Das Programm heißt nun: Sowjetehrenmale umwidmen, Gedenken entweihen. Geschichte umschreiben sei “völlig normal”, erklärte der Leiter des Denkmalamtes Christoph Rauhut im Laufe einer ukrainischen Propaganda-Aktion. Das Land Berlin weiß, was es tut. Es will Vorreiter im Land sein und weiß, dass es Zeit auf seiner Seite hat. Die DDR-Generation wird immer älter und damit in ihren Handlungsoptionen, etwas dagegen zu tun, immer beengter.

Zumal: Die DDR-Bürger haben ohnehin schon Übung darin, im vormals versprochenen gemeinsamen Staat aller Deutschen ignoriert und übergangen zu werden. Auf dem Weg zur neuen Staatsräson, die sich von vermeintlich verletzten Gefühlen der nationalistisch gesinnten Ukrainer leiten lässt, gibt es für sie keinen Platz. Dieses Gefühl der Ohnmacht machte sich nach der Gerichtsverhandlung bemerkbar.

Obwohl der Kläger für die Gerechtigkeit tapfer gekämpft habe, sei zu befürchten, “dass wir auch in Zukunft in dieser faschistoiden Entwicklung in Deutschland leiden werden und mit Auflagen belegt werden”, sagte das DKP-Mitglied Thomas Geggel.

Also, das Schlimme ist, dass es überhaupt zu so einem Prozess kommt. Weil diese unsinnigen, menschenverachtenden, kriegerischen Auflagen jedes Gedenken an den Sieg der Sowjetarmee gegen das faschistische Deutschland und an die vielen, vielen Opfer – 27 Millionen Sowjetbürger sind ermordet worden, nicht gestorben. Und jetzt müssen wir uns dafür einsetzen, dass wir ehrlichen Herzens gedenken können.”
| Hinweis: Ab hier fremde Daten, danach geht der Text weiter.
PR #152, opened 2018-11-01
Add a brief description of the migration plan.

mreid-moz:
Credit to :whd for the content, any errors are courtesy of :mreid.

### DIFF
--- a/docs/edge_migration.md
+++ b/docs/edge_migration.md
@@ -2,6 +2,19 @@
 
 This document outlines plans to migrate edge traffic from AWS to GCP using the code in this repository.
 
+<!-- START doctoc generated TOC please keep comment here to allow auto update -->
+<!-- DON'T EDIT THIS SECTION, INSTEAD RE-RUN doctoc TO UPDATE -->
+
+
+- [Current state](#current-state)
+- [Phase 1](#phase-1)
+- [Phase 2](#phase-2)
+- [Phase 3](#phase-3)
+- [Phase 3 (alternative)](#phase-3-alternative)
+- [Phase 4](#phase-4)
+
+<!-- END doctoc generated TOC please keep comment here to allow auto update -->
+
 ## Current state
 
 Today, data producers send data to the ingestion stack on AWS as described [here](https://github.com/mozilla/firefox-data-docs/blob/042fddcbf27aa5993ee5578224200a3ef65fd7c7/src/concepts/pipeline/data_pipeline_detail.md#ingestion).
--- a/docs/edge_migration.md
+++ b/docs/edge_migration.md
@@ -20,7 +20,7 @@ This "expected" data does _not_ include recording and replaying traffic that we 
 
 During this phase, we will collect logging info to determine exactly what data is being ignored by limiting to this "expected" data.
 
-Why have a GCP PubSub topic instead of running an HTTP output from the AWS consumer directly? The main reason is that we want 100% of data in a PubSub topic anyway, for staging purposes. This way we can have a production GCP Edge ingestion stack writing to production GCP resources, while being able to e.g. simulate load and various outage conditions using the same data in a staging environment. We could could in theory do the stage testing using the prod GCP edge output topic, assuming the edge has no issues. This will be the eventual end state of the system when there's no more AWS, but we are currently reusing most of the hindsight tooling for stage testing since it's already written and working in production.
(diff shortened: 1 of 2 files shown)


docs/edge_migration.md
```diff
@@ -0,0 +1,73 @@
+# Plans for migrating edge traffic to GCP Ingestion
+
+This document outlines plans to migrate edge traffic to go through the code in this repository.
```
whd: Nit: migration happens from one place to another. I'd suggest "migrate edge traffic from AWS to GCP" or similar.

docs/edge_migration.md
```diff
@@ -0,0 +1,73 @@
...
+
+## Current state
+
+Today, data producers send to a data ingestion stack on AWS as described [here](https://github.com/mozilla/firefox-data-docs/blob/042fddcbf27aa5993ee5578224200a3ef65fd7c7/src/concepts/pipeline/data_pipeline_detail.md#ingestion).
```
whd: Nit: while somewhat redundant, leaving the indirect object unspecified makes this statement ambiguous as to what is being sent. I would suggest "data producers send data to a ..." or "data producers produce data to a ...".

docs/edge_migration.md
```diff
@@ -0,0 +1,73 @@
...
+
+Timeline: **Q4 2018**
+
+```
+Data Producers -> AWS Edge -> Kafka -> AWS Hindsight -> PubSub -> GCP Hindsight w/ HTTP Output -> GCP Edge
+```
+
+In this configuration we get 100% of "expected" data going to the GCP pipeline without any risk of affecting production AWS processing.
+
+This "expected" data does _not_ include recording and replaying traffic that we currently throw away at the edge (e.g. pre-unified telemetry). There may be some other subtle differences from the original incoming data from producers, such as missing some headers that are not currently being stored in Landfill. On the whole, this a good enough approximation of 100% of the data we care actually about, but for the purposes of testing the new system, we will need to care about operation while processing data we don't care about, see more detail in Phase 3 below.
```
whd: There are multiple errors here. I know I wrote this and I'm correcting myself, but now that this is going into actual documentation I would suggest:

    On the whole, this is a good approximation of 100% of the data we actually care about. We also need to test operation of the new system while processing data we don't care about; see more detail in Phase 3 below.

docs/edge_migration.md
```diff
@@ -0,0 +1,73 @@
...
+
+## Phase 4
+
+Timeline: **TBD**
+
+```
+Data Producers -> GCP Edge
+```
+
+This will happen when we are confident that there is no risk of data loss by switching the endpoint to the GCP stack.
```
whd: I'm not sure this is an accurate characterization of why Phase 4 isn't going to happen for a while. I think we will be reasonably certain that we won't be losing data on the GCP infra long before we've fully migrated off all the AWS-based infrastructure and data processing, but I might be wrong.

whd:
I now notice that doctoc and spelling are failing CI. Those should probably be fixed before merging this.

docs/edge_migration.md
mreid-moz: My intention here was "this won't happen *until* we are confident bla bla". It may be significantly later, depending on the realities of sunsetting things in AWS. I'll clarify.

docs/edge_migration.md
```diff
@@ -0,0 +1,73 @@
...
+
+During this phase, we will collect logging info to determine exactly what data is being ignored by limiting to this "expected" data.
+
+Why have a GCP PubSub topic instead of running an HTTP output from the AWS consumer directly? The main reason is that we want 100% of data in a PubSub topic anyway, for staging purposes. This way we can have a production GCP Edge ingestion stack writing to production GCP resources, while being able to e.g. simulate load and various outage conditions using the same data in a staging environment. We could could in theory do the stage testing using the prod GCP edge output topic, assuming the edge has no issues. This will be the eventual end state of the system when there's no more AWS, but we are currently reusing most of the hindsight tooling for stage testing since it's already written and working in production.
```
akkomar: typo: `We could could`

```suggestion
Why have a GCP PubSub topic instead of running an HTTP output from the AWS consumer directly? The main reason is that we want 100% of data in a PubSub topic anyway, for staging purposes. This way we can have a production GCP Edge ingestion stack writing to production GCP resources, while being able to e.g. simulate load and various outage conditions using the same data in a staging environment. We could in theory do the stage testing using the prod GCP edge output topic, assuming the edge has no issues. This will be the eventual end state of the system when there's no more AWS, but we are currently reusing most of the hindsight tooling for stage testing since it's already written and working in production.
```

jklukas:
I ran `./bin/update-toc` and committed the results. Good to merge now?

mreid-moz:
Thanks Jeff! Yep, I think that was the last thing.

Der 77-jährige Geggel regt sich zum Ende des kurzen Gesprächs auf, seine Stimme zittert, er schnappt nach Luft. Neben ihm stehen seine Ehefrau und andere Mitstreiter. Alle nicken zustimmend, er beruhigt sich. Thomas Geggel ist bekannt in der Friedensbewegung als “Jüdische Stimme für gerechten Frieden in Nahost”. Wegen Deutschlands “Staatsräson” war er in der Vergangenheit deshalb öfters mit polizeilichen Schikanen konfrontiert. Nun auch wegen Russland-Hetze. 

“Alle Weisheit der Welt ist nicht eine einzige Kinderträne wert”, sagte einmal Iwan Karamasow bei Dostojewski. Gilt das nicht etwa auch für die Alten?! Für diejenigen, die ihr Leben diesem Land gegeben haben? Mit ihrer Leistung, ihren Kindern, ihrer Gestaltungskraft. Kinder und Alte gehören gleichermaßen zu den Schutzbedürftigen der Gesellschaft. Manche haben neben DDR- auch noch ihre Kriegserfahrung in Erinnerung und wollen, dass ihre Meinung gehört wird. Doch die entscheidende Stimme gehört in diesem Land schon lange den anderen, nicht unbedingt Deutschen, und auf jeden Fall denjenigen, die das historische Gedächtnis auflösen und in ihrem manipulativen Sinne umwidmen möchten.